Chef Richard Blondin Celebrates 30 Years at The Refectory

Chef Richard Blondin will celebrate his 30th anniversary at Bethel Road's The Refectory in 2022.

Dave Ghose
Columbus Monthly
Chef Richard Blondin at The Refectory

The most famous international restaurant on Bethel Road is The Refectory Restaurant & Wine Shop, the beloved French fine dining landmark in a renovated schoolhouse and church. It was founded in 1976 under the name the Olde Church-House Restaurant and has remained a Columbus culinary institution ever since.

For most of that time, Richard Blondin has been in charge of the restaurant’s kitchen. In fact, he’s become an institution himself, albeit an unlikely one. On a recent Friday afternoon, the native of Lyon, France, sits in The Refectory’s empty dining room, talking about his career. The chef laughs when asked if he expected to stay in Columbus so long. “No, no, no, not at all,” he says.

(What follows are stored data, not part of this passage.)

Issue #303, opened 2014-09-16
2D PCoA plot feature?


melisanahtar:
Could you add a feature to display the PCoA plot in two dimensions, mostly for publication purposes? Some statisticians who I've shown my 3D plots to think it's incorrect to display three dimensions on a 2D piece of paper. They're also concerned that it enables you to potentially mask data points that don't fit in nicely with your clustering by fiddling with the orientation. I've been getting around this by carefully orienting the 3D plot to look two-dimensional, but it would be great if it could be a one-click feature. Thanks for your consideration!

ozkurt:
It would be great if you can 2D plot feature. 3D is good when it is interactive, but for publication purposes we need 2Ds.
Thank you..

PR #554, opened 2016-11-12
2d plotting

wasade:
@ElDeveloper, 2D plots with a notebook example.


wasade:
Ah!!! i just noticed why fig1c is a bit more different than expected: it was only done originally with adults. PR is good for review but let me address that aspect of the example notebook before merge please.

wasade:
Okay,  added a note as to why fig1 is different. fig S4A isn't exactly the same either but close.

emperor/flat_plots.py
```diff
@@ -0,0 +1,337 @@
...
+        A subplot to plot into
+    field : str
+        A metadata field in the mapping to plot.
+    mapping : pd.DataFrame
+        The metadata about the samples.
+    ordination : skbio.OrdinationResults
+        The ordination object.
+    xaxis : integer
+        An axis to plot from the ordination.
+    yaxis : iteger
```
mortonjt: iterger -> integer

emperor/flat_plots.py
```diff
@@ -0,0 +1,337 @@
...
+    colormap : str
+        The colormap to use.
+    null_kw : dict
+        Additional arguments to the scatter plot for the samples in the
+        background.
+    focus_kw : dict
+        Additional arguments to the scatter plot for the samples in focus.
+    """
+    mapping = mapping.loc[ordination.samples.index]
+    field_values = mapping[~mapping[field].isnull()][field]
```
mortonjt: I didn't know about this operation.  Neat!

emperor/flat_plots.py
```diff
@@ -0,0 +1,337 @@
...
+    ax.scatter(x, y, **null_kw)
+
+    # plot samples of interest
+    x = x_full.loc[field_values.index].values
+    y = y_full.loc[field_values.index].values
+    ax.scatter(x, y, color=colors[order], **focus_kw)
+
+    # finalize
+    ax.set_xlim(x_full.min() - 0.01, x_full.max() + 0.01)
+    ax.set_ylim(y_full.min() - 0.01, y_full.max() + 0.01)
```
mortonjt: Would be nice to have this 0.1 buffer encoded as a parameter.

emperor/flat_plots.py
```diff
@@ -0,0 +1,337 @@
...
+        A subplot to plot into
+    field : str
+        A metadata field in the mapping to plot.
+    mapping : pd.DataFrame
+        The metadata about the samples.
+    ordination : skbio.OrdinationResults
+        The ordination object.
+    xaxis : integer
+        An axis to plot from the ordination.
+    yaxis : iteger
```
mortonjt: iteger -> integer

emperor/flat_plots.py
```diff
@@ -0,0 +1,337 @@
...
+    for value in field_values.unique():
+        value_index = field_values[field_values == value].index
+
+        x = x_full.loc[value_index].values
+        y = y_full.loc[value_index].values
+        ax.scatter(x, y, color=colors.get(value), **focus_kw)
+
+    # finalize
+    ax.set_xlim(x_full.min() - 0.01, x_full.max() + 0.01)
+    ax.set_ylim(y_full.min() - 0.01, y_full.max() + 0.01)
```
mortonjt: same here about the buffer

emperor/flat_plots.py
```diff
@@ -0,0 +1,337 @@
...
+    ----------
+    ordination : OrdinationResults
+        An OrdinationResults object
+    offset : int
+        A starting offset
+    mapping : DataFrame
+        The covariate information for the samples.
+    field : str
+        The field within the mapping file to use for coloring.
+    colors : dict, str
```
mortonjt: dict, str -> dict or str

emperor/flat_plots.py
```diff
@@ -0,0 +1,337 @@
...
+    PC1v2 PC1v3 PC1v4 BLANK
+    PC2v3 PC2v4 PC2v5 Legend
+    PC3v4 PC3v5 PC3v6 BLANK
+
+    Parameters
+    ----------
+    ordination : OrdinationResults
+        An OrdinationResults object
+    offset : int
+        A starting offset
```
mortonjt: It is not exactly clear what this offset is referring to.  Is it the spacing in between subplots?

mortonjt:
This is a really good first pass @wasade !

When it comes to developing wrappers for matplotlib, I would try to use [seaborn](https://github.com/mwaskom/seaborn) as a reference.

Specifically

1. There is no reason why the plots have to be only 3x3.  If you could take advantage of [FacetGrid](http://seaborn.pydata.org/generated/seaborn.FacetGrid.html), you could either only push in code for a single plot, and use the [map](http://seaborn.pydata.org/tutorial/axis_grids.html
) functionality.  The other alternative is to just wrap and return a FacetGrid.  Either strategy could help simplify the code, and reduce the amount of hard-coding

2. Seaborn actually has really nice strategy for testing plots.  It assumes that matplotlib is always correct, and only tests the internals within matplotlib.  You can see this [response](http://stackoverflow.com/a/27950953/1167475) on SO.  This is the strategy that @jkanbar took when developing the biplot code [here](https://github.com/mortonjt/canvas/blob/master/canvas/tests/test_biplot.py).

3. It is definitely preferable to return an axes object or a FacetGrid than a figure object.  This is because this assumes that only one figure will be returned from this method.  There are scenarios where this method is just another subfigure in a larger figure.  And changing the returns object would simplify this.

emperor/flat_plots.py
wasade: done

emperor/flat_plots.py
```diff
@@ -0,0 +1,337 @@
...
+    mapping = mapping.loc[ordination.samples.index]
+    field_values = mapping[~mapping[field].isnull()][field]
+
+    nonfield_samples = set(mapping.index) - set(field_values.index)
+
+    # discretize our color gradient, and determine which bin (i.e., color)
+    # a given value is associated with
+    bins = np.arange(field_values.min(),
+                     field_values.max(),
+                     field_values.max() / 256)
```
wasade: yes, good catch, thanks!

emperor/flat_plots.py
wasade: done

emperor/flat_plots.py
wasade: done

emperor/flat_plots.py
wasade: done

emperor/flat_plots.py
wasade: done

emperor/flat_plots.py
```diff
@@ -0,0 +1,337 @@
...
+    PC3v4 PC3v5 PC3v6 BLANK
+
+    Parameters
+    ----------
+    ordination : OrdinationResults
+        An OrdinationResults object
+    offset : int
+        A starting offset
+    mapping : DataFrame
+        The covariate information for the samples.
```
wasade: reusing the doc from `core.py`

wasade:
@mortonjt, there are many libraries that can be used to do the same thing and I do not feel compelled to redo this using a different library. 

There is no requirement that the plots are 3x3, that is simply the driver function which I need right now and the underlying code used per set of axes is can be reused. In addition, please note that the 3x3 method is already returning the axes in addition to the figure. 

The current strategy of exercising the code was already discussed with @ElDeveloper.

emperor/flat_plots.py
```diff
@@ -0,0 +1,346 @@
...
+        If a dict, it is expected to provide a mapping of category value to
+        a color; entries not in the mapping will be considered "null". If a
+        str, the value is interpreted as the name of a color map and assumes
+        a gradient is to be painted.
+    null_kw : dict, optional
+        Parameters to use for plotting and painting null or unknown values.
+    focus_kw : dict, optional
+        Parameters to use for plotting and painting values which are not
+        null and in the field of interest.
+    """
```
mortonjt: It would be nice to add a note that there is an intersection operation occurring - that only the samples contained in both the mapping file and the ordination results will be considered.

mortonjt:
Hi @wasade - I have no hard feelings about using seaborn or not.  

Concerning the figure development, this is still not ideal for embedding into subplots, since an entire new figure is being built.  If you wanted to actually embed the subplots into an existing figure, you'd have to extract out all of the axes objects from the new figure to embed in the existing figure.  But I'm not entirely sure about the scope of this PR - @ElDeveloper would need to weigh in on this.

About the tests - I do think that there should be a few more checks.  Right now, only failure checks are being made.  Specifically, it would be nice to see the following tests

1. Test to make sure that there are 9 main subplots
2. Test to make sure that the points in one of the subplots is correct (you can do this by extracting the matplotlib objects and testing for the contents).  This also includes testing the axes to make sure that the labels are correct
3. Test to make sure that the contents of the legend are actually correct for both discrete and continuous

This tests are more to ensure that silent bugs aren't being introduced in the future - which would be extremely hard to catch without some basic testing functionality.

wasade:
This is failing due to a failure to connect to the display despite the `use('Agg')`. Any ideas?

@mortonjt, the underlying methods for generating the plots simply take an axes object and a separate PR can put in another driver method. The `plot_3x3` method is how I would like it to be, and I do not see a usecase in embedding such a large figure somewhere else.

I'm still not convinced of the necessity of additional testing of the content of figures as there is already an integration test via the notebook. Can someone else please weigh in? Alternatively, I can close this PR out and push it and the code to the EMP repository as that's what this code was originally developed for, although there has been a long running request to get 2D plots into EMPeror (#303).

antgonza:
display error: not sure but I think this is how we solved it in Qiita: https://github.com/qiita-spots/qtp-target-gene/blob/master/.travis.yml#L6

wasade:
Trying, thanks!

On Mon, Nov 14, 2016 at 11:58 AM, Antonio Gonzalez <notifications@github.com

antgonza:
Should have mentioned that is that line and the next one. Suggest letting the test run and if fail, adding the next line.

wasade:
Failures now from numpy version...? What's the motivation to test with older versions of numpy btw?

ElDeveloper:
The motivation is to allow for compatibility with whatever package that
relies on older versions, historically this was a consequence of QIIME,
and the fact that it depended on a very specific version of NumPy.

antgonza:
I guess that means that we can update?

ElDeveloper:
I think so, so as long as we are compatible with skbio, qiime2 and qiita (though IIRC qiita doesn't really care), I think it will be fine to do whatever.

wasade:
Okay, thanks. Second, it looks like the different version of numpy coerces a different version of matplotlib (1.4.3) in which "viridis" is not a valid color palette. I can switch the palette used in the tests, but that raises the question of whether matplotlib 1.4.3 should be allowed or disallowed?

emperor/flat_plots.py
```diff
@@ -0,0 +1,346 @@
+from matplotlib import use
+use('Agg')  # noqa
+import matplotlib.pyplot as plt
+import numpy as np
+import seaborn as sns
+
+
+def plot_3x3(ordination, offset, mapping, field, colors, null_kw=None,
```
ElDeveloper: Can we make this such that an arbitrary number of dimensions is plotted? i.e. pc1 vs pc2 alone? For example, an interface like this would be more flexible:

```python

def daniels_great_plotting_function(ordination, mapping, colors, field, cols, offset, null_kw=None, focus_kw=None):
     # ...
```

The main differences are the order, and the addition of a `cols` argument that lets you specify which dimensions are to be plotted, for example if you were to pass `['pc1', 'pc2']` as the value of `cols`, then you would only get as a result  a single scatter plot showing you pc1 vs pc2.

Additionally, it would be great if the colors could be determined from the current color list (as noted by the matplotlib API), this way there's no need to create a specific map between the categories and a color, though having the ability to do so is certainly useful. In this way, I think we want to mimic seaborn's API.

Together these changes would get rid of the `offset` argument and simplify the example in your notebook.

Lastly, have you thought about having shapes be used in these plots? That's a nice thing we could leverage from matplotlib.

ElDeveloper:
PS - The histogram for the continuous plot looks great!

emperor/flat_plots.py
```diff
@@ -0,0 +1,346 @@
+from matplotlib import use
```
wasade: was for travis but the subsequent monkeying may have obviated the need

emperor/flat_plots.py
wasade: I think this request is for a fundamentally different driver method and is in my opinion out of scope for this PR. The layout is intentionally 3x3 and ridged as it ensures consistency between multiple figure sets such that flipping through say, Preview.app, allows for seeing relationships between different sets of metadata.

The color mapping functionality is required for the current use case with the EMP. I'd be happy to consider the case of `colors=None` and let matplotlib resolve the colors. 

Shapes are supported as you can pass in figure specific parameters with `focus_kw` and `null_kw` although they are not category value specific.

wasade:
@ElDeveloper, it is possible to pass in axes objects to the private methods already. `plot_3x3` is specific to a presentation format and layout. I disagree that it makes sense to pass in an axes object.

wasade:
And thanks re: histogram :)

mortonjt:
Is it possible to have a separate PR for a single plot?  Because there are scenarios where having just a single 2D plot would be useful.

re tests - I strongly recommend putting them in.  The tests currently in place are shallow, and won't be able to catch silent bugs in future iterations.  We're talking about ~5 additional unittests, so it should be really easy to add these in.  I can also push in a PR against your branch to speed up this process.

wasade:
@mortonjt, the code for the individual 2D plots are already included, `_two_dimensional_gradient` and `_two_dimensional_discrete`. These have been renamed to be denoted as public.

@ElDeveloper, handling the case of not specifying a colors `dict` for discrete is not trivial as the determination of a category value in focus is dependent on having an associated color. Is this a blocking request?

wasade:
Tests are in and I removed the numpy versions

josenavas:
Just want to drop a comment here, I don't think it fully applies here but wanted to note. If understand correctly, this is generating a non-interactive 2d plot, right?

Note that 2d plots can be accomplished in the normal emperor 3d view by setting the camera to "orthogonal" projection (instead of "perspective"), locating the camera in the right position and disabling the camera rotations. This will give the illusion of a 2D plot although the entire scene is a 3d, and all other functionality from emperor would be available.

wasade:
@josenavas emperor doesn't scale to the size datasets I'm working with. Even on small datasets though, the amount of manual effort necessary to reproduce what is in this PR is large.

josenavas:
That makes sense! just dropping my 2 cents :)

emperor/flat_plots.py
```diff
@@ -0,0 +1,352 @@
...
+    ax : AxesSubplot
+        A subplot to plot into
+    field : str
+        A metadata field in the mapping to plot.
+    mapping : pd.DataFrame
+        The metadata about the samples.
+    ordination : skbio.OrdinationResults
+        The ordination object.
+    xaxis : integer
+        An axis to plot from the ordination.
```
mortonjt: Shouldn't this be a string?

wasade: nope

emperor/flat_plots.py
```diff
@@ -0,0 +1,352 @@
+import matplotlib.pyplot as plt
+import numpy as np
+import seaborn as sns
```
mortonjt: We're depending on seaborn?

emperor/flat_plots.py
```diff
@@ -0,0 +1,352 @@
...
+    nonfield_samples = set(mapping.index) - set(field_values.index)
+
+    # discretize our color gradient, and determine which bin (i.e., color)
+    # a given value is associated with
+    bins = np.arange(field_values.min(),
+                     field_values.max(),
+                     (field_values.max() - field_values.min()) / 256.0)
+
+    order = np.digitize(field_values, bins=bins, right=True)
+    colors = np.array(sns.color_palette(colormap, n_colors=len(bins) + 1))
```
mortonjt: Shouldn't we be using a [matplotlib colormap](http://matplotlib.org/api/cm_api.html) instead?

emperor/flat_plots.py
wasade: for the palette

emperor/flat_plots.py
wasade: if it works the same or similar

mortonjt:
Note that we'll also want to add in a test explicitly testing for the Ordination results objects - just in case that object changes in skbio

emperor/flat_plots.py
mortonjt: ok cool - then we can probably ditch that dependency

wasade:
I don't follow re: `OrdinationResults`. If there are API concerns, we can just restrict `setup.py` to `skbio >= 0.5.0, < 0.6.0`

emperor/flat_plots.py
mortonjt: hmm - that's missing quite a few use cases.

Most of the scikit-bio instances of the OrdinationResults objects are populated with string labels

https://github.com/biocore/scikit-bio/blob/master/skbio/stats/ordination/_principal_coordinate_analysis.py#L136

wasade: Needs to be both apparently. The PC files from QIIME 1.9.1 are not strings and are a `RangeIndex` while the results from `skbio.stats.ordination.pcoa` are `str`. That's annoying.

mortonjt: I think it is ok to enable either strings or ints.  You just need to update the docs to specify that either str or int can be passed in.

emperor/flat_plots.py
mortonjt: this can be done as follows
```
    cNorm = colors.Normalize(vmin=field_values.min(), vmax=field_values.max())
    scalarMap = cmx.ScalarMappable(norm=cNorm, cmap=colormap)
    colors = scalarMap.to_rgba(np.linspace(0, 1, 256))
```

mortonjt:
Hi @wasade I've done a complete review on this

1. Can you a wrapper method as follows
```python
def scatter2d(field, mapping, ordination, xaxis, yaxis,
              colormap, null_kw, focus_kw, ax=None):
    if ax is None:
        f, ax = plt.subplots()

    if isinstance(colormap, dict):
        _two_dimensional_discrete(ax, field, mapping, ordination, xaxis, yaxis,
                                  colors, null_kw, focus_kw):
    elif isinstance(colormap, str):
        _two_dimensional_gradient(ax, field, mapping, ordination, xaxis, yaxis,
                              colormap, null_kw, focus_kw):

    return ax
```
Because `_two_dimensional_discrete` and `_two_dimensional_gradient` only differ by 1 keyword

2. Can you swap out the seaborn palette with matplotlib as mentioned before?

I've looked over the tests more carefully and in fact it looks like they are complete.  I think this can be merged once the above comments have been addressed.

emperor/flat_plots.py
ElDeveloper: I have to acknowledge that I did not realize from your original demonstration (during the EMP meeting), that the resulting plots actually display up to PC6. I misunderstood this, my apologies for overlooking that. While I understand your concerns with managing space distribution (and all the cumbersome matplotlib juggling that that entails), it seems like there could still be a way to guarantee consistency, if we opt for a slightly different layout. In the image below I have drawn two cases, when someone selects PC1, PC2 & PC3 and when someone selects PC1, PC2, PC3 & PC4.

(tilt your head 🙃 - there's no 90º tilted emoji )
img_4502

What would essentially be getting drawn are the upper diagonals of the matrix of combinations of the categories. And this would open up space for a different placement of the histogram. It is true that this functionality differs a lot from what is currently implemented, so do let me know if this is not something you would be interested in implementing. Regardless, I think that's the API we want to have, providing only 3x3 plots seems rather arbitrary and inflexible.

Adding shapes based on a category will be very useful, but we should defer that to a separate iteration.

ElDeveloper:
> emperor doesn't scale to the size datasets I'm working with. Even on small datasets though, the amount of manual effort necessary to reproduce what is in this PR is large.

I want to clarify, these plots can be loaded in the GUI (see #553), the problem is exporting them in a reasonable format for publication, SVGs take a while to be generated with these many polygons and end up choking the browser. In any case having the ability to programmatically generate figures from the Python interface has been a recurrent use-case, and we can't quite support that using the GUI (without some hacking to run a headless browser), so I think the matplotlib approach is appropriate here.

emperor/flat_plots.py
wasade: @ElDeveloper, `plot_3x3` is just one possible layout, and is one which I am currently using and which fits my usecase well. The underlying methods to produce individual plots are exposed; other layout support would be great but in my opinion, it is out of scope for this PR.

ElDeveloper: @wasade I will take over making these changes to convert plot_3x3 into something like the API I described above. Having this layout indeed fits your usecase, but is too specific.

emperor/flat_plots.py
wasade: the gradients which result from this are pretty terrible. Can you verify this is equivalent? Please see the attached screenshots
screen shot 2016-11-16 at 11 45 14 am
screen shot 2016-11-16 at 11 45 20 am

rob-knight:
Is there no way to render them to a higher resolution virtual display and save screen capture? Given that many laptops can drive 4K displays seems like there should be some option?

On Nov 16, 2016, at 10:56 AM, Yoshiki V?zquez Baeza <notifications@github.com<mailto:notifications@github.com>> wrote:


emperor doesn't scale to the size datasets I'm working with. Even on small datasets though, the amount of manual effort necessary to reproduce what is in this PR is large.

I want to clarify, these plots can be loaded in the GUI (see #553<https://github.com/biocore/emperor/pull/553>), the problem is exporting them in a reasonable format for publication, SVGs take a while to be generated with these many polygons and end up choking the browser. In any case having the ability to programmatically generate figures from the Python interface has been a recurrent use-case, and we can't quite support that using the GUI (without some hacking to run a headless browser), so I think the matplotlib approach is appropriate here.

-

ElDeveloper:
@rob-knight We do have the ability to render as PNGs directly from the interface, if the size of the browser's window is big enough, then saving the PNG would be equivalent to doing what you suggest.

rob-knight:
Can you use js to expand window to bigger than real screen and export? Then reset back to orig size?

On Nov 16, 2016, at 5:16 PM, Yoshiki V?zquez Baeza <notifications@github.com<mailto:notifications@github.com>> wrote:


@rob-knight<https://github.com/rob-knight> We do have the ability to render as PNGs directly from the interface, if the size of the browser's window is big enough, then saving the PNG would be equivalent to doing what you suggest.

-

ElDeveloper:
I will give this a shot and report back!

mortonjt:
@wasade I have just made a PR against your branch removing the seaborn import.

Once that is merged in, there are only 2 more check boxes that need to be addressed!

mortonjt:
What do you guys think about closing this PR?  I think it would be more worthwhile to consider redoing this plots with Bokeh, especially considering that bokeh can handle webgl out of the box.

wasade:
Can bokeh handle the EMP?

mortonjt:
Definitely

https://groups.google.com/a/continuum.io/forum/#!topic/bokeh/vpjbJB67Vjs
http://ryanhafen.com/blog/plot-lots-of-data

Bokeh can handle much larger datasets then what we are dealing with.

antgonza:
Note that in general the problem is not the number of spheres/points but their combination with metadata ... I think is worth investigating how feasible is to use bokeh and how will it interact with our current code before closing or making a larger effort.

wasade:
Only if we require webgl for them, which is probably fine. And I agree with @antgonza on the metadata.

What I'm worried about is that we took something which was already useful, and instead of getting it merged, it got forced into limbo where no one can use it. I'm fine with whatever path forward makes these types of plots accessible to users either with the current form of this PR or with some other underlying plotting library.

ElDeveloper:
I think matplotlib can handle the size of our data, I remember @wasade generating these plots with his laptop in a matter of seconds. Bokeh is an excellent alternative, but I don't see any pressing need to move to it, of course if this was moved to bokeh and it integrated the modifications to the API suggested above, I think that would also be fine.

josenavas:
Sorry - jumping in late on the discussion. I thought 2D plots could be accomplished with a static orthogonal camera? (The current camera that we have is a perspective camera)

ElDeveloper:
@josenavas, yes that can indeed be achieved and I am still planning on doing that, though I think there's still a situation where you need 2d plots that you programmatically generate and modify. Something like the current approach will make sense.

In 1992, Refectory owner Kamal Boulos hired Blondin, a disciple of famed chef Pierre Orsi. Blondin had been in the U.S. just a few years, working in French restaurants in Dayton and Vail, Colorado. When he took the job in Columbus, Blondin didn’t speak any English, and he had serious reservations about the size of The Refectory, a spacious dining room with seating for some 150 guests. He would have to learn a new way of cooking, different from the practices he learned from Orsi and other masters in Lyon and Paris, and he wasn’t sure if he could manage the faster pace and such a large kitchen staff.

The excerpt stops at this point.